We got here because of the blind spots inherent in three squares on that four-square diagram. So, given relative similarities in other variables, I'm inclined to look for leaders who don't have the blind spots of a life of either type of privilege- gender or skin color. I'm inclined to trust their experience in the ways it differs from mine, as well as the ways it is similar to mine.

And therein lies a tremendous opportunity: Women of color share some type of experience with everyone who isn't a white male. Not all, but some. So I'm re-working my screens and re-weighting my filters. I'm looking at women of color who are applying for jobs, opening businesses, reporting the news, creating media, running for office, and above all, sharing their experience of life in America with attention.

I don't want to make demands or load expectations on women of color-- I expect they've had a bellyful of that shit. The expectations are on ME.

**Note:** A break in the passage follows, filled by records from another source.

PR #3904, opened 2025-06-24
[Power Manager] Round battery percentage

RKBoss6:


apps/powermanager/boot.js
```diff
@@ -74,8 +75,8 @@
         return result;
       })(Bangle[functionName]);
     }
-
-    let functions = {};
+    /* exported functions */
+    var functions = {};
```
Koell: 'functions' is assigned a value but never used
functions is never used, so remove it and lint should not complain

RKBoss6:
Thanks!

RKBoss6:
I also have noticed that monotonic percentage is not truly monotonic, it fluctuates, instead of only going down when not charging, and up when charging.

RKBoss6:
I will see if I can fix it, but anyone else is welcome to take a look as well

RKBoss6:
I've renamed the monotonic percentage and voltage to be stable percentage, because it is not truly monotonic, and in my mind, it makes much more sense this way. To not break existing user's settings, I only changed the display name. Under the hood, it's still saved as monotonic.

RKBoss6:
@bobrippling @stweedo What do you guys think, should it be monotonic, or does stable make sense here? Just making sure everyone else is fine with the change, and it doesn't just make sense to me...

apps/powermanager/boot.js
```diff
@@ -131,19 +133,34 @@
...
+        }
+      }else{
+        if(newPercent<savedBatPercent){
+          percentToReturn=newPercent;
+          savedBatPercent=newPercent;
+        }else{
+          percentToReturn=savedBatPercent;
+        }
+      }
+      return percentToReturn;
```
bobrippling: This is perhaps more readable like so:

```javascript
      if(Bangle.isCharging()){
        if(newPercent > savedBatPercent)
          savedBatPercent = newPercent;
      }else{
        if(newPercent < savedBatPercent)
          savedBatPercent = newPercent;
      }

      return savedBatPercent;
```

bobrippling:
> @bobrippling @stweedo What do you guys think, should it be monotonic, or does stable make sense here? Just making sure everyone else is fine with the change, and it doesn't just make sense to me...

Gonna be honest with you, I don't know what monotonic means and wouldn't expect the average bangle user to either, so I would vote for stable or bounded too

RKBoss6:
@bobrippling Yeah, I had to look it up when I came across it as well 🤣, stable seems much more user-friendly to me. Monotonic is how smartphones' battery meters work, only going in one direction unless charging, and while this stabilizes it, it doesn't prevent fluctuations, so stable seems like a much better choice here..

This is going in my Journal, because sometimes I think more clearly when I write things out. That's what this is. Me clarifying my own thinking. If you're moved to respond, I'm grateful for the opportunity to "think further on" in the process. But even if no one responds at all, I'm holding myself accountable for not stopping here.

contemplatively,
Bright

*Hierarchies of privilege (my definition) are those created based on characteristics over which humans have little or no control, such as skin color, gender, place of birth and its attendant language or culture, socioeconomic class, sexual orientation, etc. Religion is still included as many religions are associated with ethnic and cultural identity that transcends doctrine or practice. There are other hierarchies- I think of them as "Hierarchies of merit" that are established based on performance and cultural values for specific talents and achievements. They have their own functional value and inherent problems but they're not what I'm talking about here.